● **Saved data entries**:
PR #5234, opened 2025-07-21
fix(security): Pin eslint-config-prettier and eslint-plugin-prettier versions.

jbocce:


addOns/externals/devDependencies/package.json
```diff
@@ -39,14 +39,14 @@
     "css-loader": "^6.8.1",
     "dotenv": "^8.1.0",
     "eslint": "^8.39.0",
-    "eslint-config-prettier": "^7.2.0",
+    "eslint-config-prettier": "7.2.0",
```
sedghi, line 42: can we fix all of our dependencies to fixed from now? replace "^ to " in the package json

jbocce: A straight removal of "^" is easy but, if we want to pin based on the actual version we were using then it is a bit of a chore. For example, `"eslint-plugin-prettier": "^5.0.0"` changed to `"eslint-plugin-prettier": "5.5.1"` to be consistent with what version we were actually using.

So which would you like?

PR #5250, opened 2025-07-23
fix(security): Removed stylus package due to potential security vulnerability and we don't use it.

jbocce:


wayfarer3130 (approved):
Approved as soon as the build passes.

sedghi:
same PR to 3.10 please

● **GOAL OF THE EXERCISE**: In the entries above, some lines may contain the string "eslint"; report how many, without additional comment.

● **TASK SOLUTION**: 5